# Lüftersteuerung für NZXT X53 funktioniert nicht



## Deschno (19. Dezember 2020)

Hallo zusammen,

ich habe mir einen neuen PC mit der Kraken X53 gegönnt. Der Pc wurde von einem externen Anbieter zusammengebaut.
Aber leider kann ich die Lüfter nicht ansteuern. Mainboard ist ein MSI X570 Gaming Edge Wifi und CPU ist ein Ryzen 7 5800x.
Soweit ich das beurteilen kann ist die AIO folgendermaßen angeschlossen:
-USB Kabel ist am "JUSB2" Port vom Mainboard angeschlossen. (Hab ich vom JUSB1 an den JUSB2 gehängt um zu sehen ob es was bringt)
-SATA Kabel ist direkt am Netzteil dran.
-Pumpe ist am "PUMP_FAN1" Port angeschlossen.
-Die Lüfter sind über den Lüfter Splitter am "CPU_FAN1" Port angeschlossen.

In der NZXT CAM Software  wird nur die Pumpe angezeigt und ist entsprechend steuerbar.
Speedfan funktioniert anscheinend nicht mit dem Mainboard und zeigt mir nur die Festplatte an.
Argus Monitor funktioniert zwar und erkennt auch die X53 aber auch hier wird mir nur die Pumpe angezeigt.
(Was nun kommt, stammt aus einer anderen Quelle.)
PR #478, opened 2018-02-02
PHPLIB-304 and PHPLIB-282: Deprecate inline result methods for aggregate and drop support for MongoDB 2.4

kvwalker:
https://jira.mongodb.org/browse/PHPLIB-304

### DIFF
--- a/docs/includes/apiargs-MongoDBCollection-method-aggregate-option.yaml
+++ b/docs/includes/apiargs-MongoDBCollection-method-aggregate-option.yaml
@@ -16,11 +16,6 @@ description: |
   Specifies the initial batch size for the cursor. A batchSize of ``0`` means an
   empty first batch and is useful for quickly returning a cursor or failure
   message without doing significant server-side work.
-
-  .. note::
-
-     This is not supported for inline aggregation results (i.e. ``useCursor``
-     option is ``false`` or the server version is < 2.6).
 interface: phpmethod
 operation: ~
 optional: true
@@ -83,12 +78,6 @@ type: boolean
 description: |
   Indicates whether the command will request that the server provide results
   using a cursor. The default is ``true``.
-
-  For MongoDB version 2.6 or later, ``useCursor`` allows users to turn off
-  cursors if necessary to aid in replica set or shard cluster upgrades.
-
-  ``useCursor`` is ignored for MongoDB versions prior to 2.6 as aggregation
-  cursors are not available.
 interface: phpmethod
 operation: ~
 optional: true
--- a/docs/includes/apiargs-MongoDBCollection-method-createIndex-option.yaml
+++ b/docs/includes/apiargs-MongoDBCollection-method-createIndex-option.yaml
@@ -69,12 +69,8 @@ arg_name: option
 name: 2dsphereIndexVersion
 type: integer
 description: |
-  Specifies the :manual:`version of a 2dsphere </core/2dsphere>` index to
-  create.
-
-  MongoDB 2.6 introduced version 2 of 2dsphere indexes. Version 2 is the default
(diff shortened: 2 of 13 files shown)


docs/includes/apiargs-MongoDBCollection-method-aggregate-option.yaml
```diff
@@ -84,11 +79,8 @@ description: |
   Indicates whether the command will request that the server provide results
   using a cursor. The default is ``true``.
 
-  For MongoDB version 2.6 or later, ``useCursor`` allows users to turn off
-  cursors if necessary to aid in replica set or shard cluster upgrades.
-
-  ``useCursor`` is ignored for MongoDB versions prior to 2.6 as aggregation
-  cursors are not available.
+  ``useCursor`` allows users to turn off cursors if necessary to aid in replica
+  shard cluster upgrades.
```
jmikola: I think we can remove this sentence entirely.

I contemplated adding a line to say that `useCursor: false` is no longer supported as of MongoDB 3.6, but it is technically still relevant for `explain` support ([PHPLIB-172](https://jira.mongodb.org/browse/PHPLIB-172), so it'd be better to keep this short and sweet with just the first sentence above.

docs/includes/apiargs-MongoDBCollection-method-createIndex-option.yaml
```diff
@@ -72,9 +72,8 @@ description: |
   Specifies the :manual:`version of a 2dsphere </core/2dsphere>` index to
   create.
 
-  MongoDB 2.6 introduced version 2 of 2dsphere indexes. Version 2 is the default
-  version of 2dsphere indexes created in MongoDB 2.6 and later versions.
-  ``2dsphereIndexVersion`` enables you to override the default version 2.
+  Version 2 is the default version of 2dsphere indexes. ``2dsphereIndexVersion``
+  enables you to override the default version 2.
```
jmikola: It looks like MongoDB 3.2 changed the default version to 3, so this is quite out of date :)

I think we can just remove this paragraph entirely and keep a single sentence above. The current language might encourage users to supply this option, so I'd suggest we change it to:

```
Overrides the server's default version for  a :manual:`2dsphere </core/2dsphere>` index.
```

I noticed the MongoDB manual was also outdated and reported that in [DOCS-11278](https://jira.mongodb.org/browse/DOCS-11278).

src/Model/TypeMapArrayIterator.php
```diff
@@ -23,10 +23,8 @@
 /**
  * Iterator for applying a type map to documents in inline command results.
  *
- * This iterator may be used to apply a type map to an array of documents
- * returned by a database command (e.g. aggregate on servers < 2.6) and allows
- * for functional equivalence with commands that return their results via a
- * cursor (e.g. aggregate on servers >= 2.6).
+ * This iterator  allows for functional equivalence with commands that return
+ * their results via a cursor (e.g. aggregate).
```
jmikola: I think we can drop this paragraph entirely.

src/Operation/CreateIndexes.php
```diff
@@ -180,22 +172,4 @@ private function executeCommand(Server $server)
...
-    /**
-     * Create one or more indexes for the collection by inserting into the
-     * "system.indexes" collection (MongoDB <2.6).
-     *
-     * @param Server $server
-     * @throws DriverRuntimeException for other driver errors (e.g. connection errors)
-     */
-    private function executeLegacy(Server $server)
-    {
-        $bulk = new Bulk(['ordered' => true]);
```
jmikola: This should allow removal of `use MongoDB\Driver\BulkWrite as Bulk;` up top.

PR #479, opened 2018-02-05
PHPLIB-322: Add resume logic to ChangeStream::rewind()

kvwalker:
https://jira.mongodb.org/browse/PHPLIB-322

### DIFF
--- a/src/ChangeStream.php
+++ b/src/ChangeStream.php
@@ -128,7 +128,7 @@ class ChangeStream implements Iterator
                 $resumable = true;
             }
             if ($e->getCode() === self::CURSOR_NOT_FOUND) {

Hat jemand eine Idee was hier das Problem sein könnte? Sollte ich die Pumpe mal an den CPU Port anschließen? Werden die Lüfter dann an einen Systemlüfter Port angeschlossen?

Lieben Gruß


----------



## IICARUS (19. Dezember 2020)

Bekommst im Bios nichts angezeigt? Denn wenn du am CPU-Fan dran bist dann sollten sich die Lüfter auch übers Bios des Mainboards ansteuern lassen. Hersteller von Mainboards haben hierzu auch odt eine Software und dann lassen sich die Lüfter auch über Windows ansteuern. Aber ich würde es zunächst mit dem Bios versuchen, denn solche Tools können manchmal andere Nachteile mit sich bringen.


----------



## Deschno (19. Dezember 2020)

Danke für deine schnelle Antwort.
Leider funktioniert auch irgendwie der Monitor nicht im Bios. Ich komme wohl rein mit entf aber der Bildschirm bleibt einfach schwarz. Ist über Displayport angeschlossen. Ich muss mal schauen ob ich hier noch nen  dvi Kabel habe. Ich muss dazu sagen das die mitgelieferte Grafikkarte einen Transportschaden hat und Ich  derzeit meine alte gtx 970 verwenden muss. Puh, leider derzeit etwas ein Problem PC.
EDIT:  Im MSI Dragon Center wird die CPU Lüftergeschwindigkeit angezeigt, steuern kann man die hier aber nicht.
EDIT2: Habe die Lüftersteuerung im Dragon Center gefunden, das funktioniert ganz gut soweit.


----------